# [SOLVED] BSOD Win 7 DPC Routine Stop: 0x000000B8



## littlex (May 5, 2010)

Hello there,
I need your help as Win 7 is giving me BSOD´s out of the blue.
Right now it is running in protected mode after debugging (start up menu F8) and it works just fine (at least so far), so I suspect it is some faulty command or file that is used only when booted up "normally".
As Win7 restarts automatically after a crash, I was able to gather only the following information:
something like faulty DPC routine
Stop: 0x000000B8
0x86983A48
0x86844030
0x93E5AFD0

I have changed the ram-banks already to exclude an error with those, brand new harddrive didn´t do the trick either (probably because I just cloned my existing Win7-partition as I am not too eager to set up my system from scratch  )
The memory.dmp I have is about 230mb, so way to big to have it attached, so I just attached the mini.dmp it created yesterday.

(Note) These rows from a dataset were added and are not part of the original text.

Issue #899, opened 2019-07-08
costmap_2d::StaticLayer-plugin of layered-costmap does not respect the maps coordinate frame in updateBounds() calculation


bitmeal:
This issue is filed for documentation purposes and helping other users find out about the problem and classifying their observations. A pull request solving the issue has been made: #900 

### scenario
The image below illustrates the following scenario:
* a map is served from a map-server and used in the `global_costmap` and `local_costmap`
* the `global_costmap`  and the `local_costmap` both use one single `costmap_2d::StaticLayer` exclusively
* `global_costmap` uses the `/map`-frame (bottom left)
* the `local_costmap` uses `/odom` as its `global_frame` (`global_frame: /odom`) and is a rolling window round the robot with frame `/base_link`

*To reproduce the following error, it is important that no other layer request another portion of the local costmap to be updated!*

![old_behav](https://user-images.githubusercontent.com/1504749/60840625-3bcbeb00-a1d0-11e9-8cc0-927ec33d33ef.png)

*The* real-world use-case *uses an external tracking- and observation-system using cameras, which generates robot poses (as tf), as well as obstacle information as a map-server compatible node. Therefore only `costmap_2d::StaticLayer`s with different resolutions and update rates are used.*

**The images here are taken from a simulation, using gazebo and a static map served by the *map_server*-node.**

### behavior
As can be observed, the local costmap (axis aligned to `/odom`-frame) is only filled with data in the *positive sector of the `/odom`-frame*. The areas of interest are highlighted with orange circles and extensions of the axes are show corresponding to their color (red, green) in the image below.

*Expected behavior would be: all areas visible as marked in the `global_costmap` to be marked in the `local_costmap`.*

Possible observations include:
* updates of the positive costmap-frames sector only
* updates only in specific regions

![old_behav_note_c](https://user-images.githubusercontent.com/1504749/60840654-48e8da00-a1d0-11e9-9697-e9ae36e078a0.png)

### the error
When updating a layered costmap, `costmap_2d::LayeredCostmap` asks all layers for the region they want to update in the next cycle. The region is fetched using the `updateBounds()`-method. `updateBounds` operates in *meters*, and specifies an *axis-aligned bounding-box* (`minx_, maxx_, miny_, maxy_`) to be updated, in the costmaps frame.

[...]

PR #900, opened 2019-07-08
fix bounds calculation of StaticLayer-plugin for maps served in different frame than the costmap

bitmeal:
This pull request addresses issue #899 .

The `costmap_2d::StaticLayer`-plugin does not respect the maps coordinate frame, and assumes it to be the same as the costmaps `global_frame`, when calculating the portion of the map to update.

This pull request fixes the issue and transforms the maps bounds in the frame of the costmap and calculates the corresponding axis-aligned bounding-box to server as the portion/bounds to be updated.

For further details, see #899

### DIFF
--- a/costmap_2d/plugins/static_layer.cpp
+++ b/costmap_2d/plugins/static_layer.cpp
@@ -278,15 +278,64 @@ void StaticLayer::updateBounds(double robot_x, double robot_y, double robot_yaw,
 
   useExtraBounds(min_x, min_y, max_x, max_y);
 
+  // static layer mapToWorld() uses map-server map's origin/frame, not layered map's origin/frame
+  // if rolling window potentially global_frame_ and map_frame_ will not match -> transform accordingly
   double wx, wy;
+  tf2::Transform tf2_transform_map_global;
+  std::vector<tf2::Vector3> map_corners;
 
-  mapToWorld(x_, y_, wx, wy);
-  *min_x = std::min(wx, *min_x);
-  *min_y = std::min(wy, *min_y);
+  if( map_frame_ != global_frame_ )
+  {
+    geometry_msgs::TransformStamped transform_map_global;
+    try
+    {
+      transform_map_global = tf_->lookupTransform(global_frame_, map_frame_, ros::Time(0));
+    }
+    catch (tf2::TransformException ex)
+    {
+      ROS_ERROR("%s", ex.what());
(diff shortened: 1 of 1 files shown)


bitmeal:
The test(s) (which I did not run before - sorry!) fail, because the submitted fix expects the `global_frame` of the costmap and the frame given as `frame_id` from the map_server to exist!
See following line from the tests ([link](http://build.ros.org/job/Mpr__navigation__ubuntu_bionic_amd64/2/consoleFull))
```23:56:38 [31m[ERROR] [1562622998.312606795]: "frame" passed to lookupTransform argument target_frame does not exist. [0m```
Furthermore, a transformation between these frames should exist (`map_frame_` and `global_frame_` in costmap_2d::StaticLayer).

The costmaps `global_frame` is set to `"frame"` in each *rostest-test_obstacle_tests* costmap constructors, whereas the map_server is serving a map with `frame_id` set to `"/map"`.
**The tests pass, when the map_servers `frame_id` is set to be `"frame"`** (equal to the given costmaps frame) - it is failing from a missing transformation/frame.

It is possible to *"fix the tests"* by providing the `frame_id` parameter as `_frame_id:=frame` to the map_server. **The problem ist, that the tests should describe and test for expected behavior.** Thus - per the defined tests - the expected behavior would be, that the costmap does not interpret the map_servers `frame_id` and does not transform the map data to the costmaps `global_frame_`, but simply copies it. There is another problem arising now: handling or *not-handling* of the map_servers `frame_id`, the `globla_frame_` and their relations/transformations, is inconsistent in `costmap_d2::StaticLayer`, as it differs from using `rolling_window: true` to `rolling_window: false`; when `rolling_window: true` the **map data is transformed** to the costmaps `global_frame_`. From the current implementation, **no expected behavior can be deduced!**

I will file another issue regarding the above-mentioned problem and hope for a discussion, on what the expected behavior should be. This should allow to define the expected behavior in the tests and provide a more robust implementation of `costmap_2d::StaticLayer`.

*Linked Issue: #903*

bitmeal:
Any chance to get (at least) some discussion on this?

bitmeal:
Bump again, as this is not trivial in my opinion.
Could we get some discussion on this and the linked Issues #899 and #903 ?
For visibility: @mikeferguson and @DLu maybe?

mikeferguson:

System is Win7 x86, all updates included (and up-to-date), laptop is about 2 years old, it worked just fine until about 2 weeks ago... 
If you need further information in order to help me stay sane, please do not hesitate to contact me.

I sure would appreciate any information ray:
Thx and kind regards,
LittleX


----------



## TorrentG (Apr 17, 2010)

*Re: BSOD Win 7 DPC Routine Stop: 0x000000B8*

Hi.

You are getting an error with snapman.sys.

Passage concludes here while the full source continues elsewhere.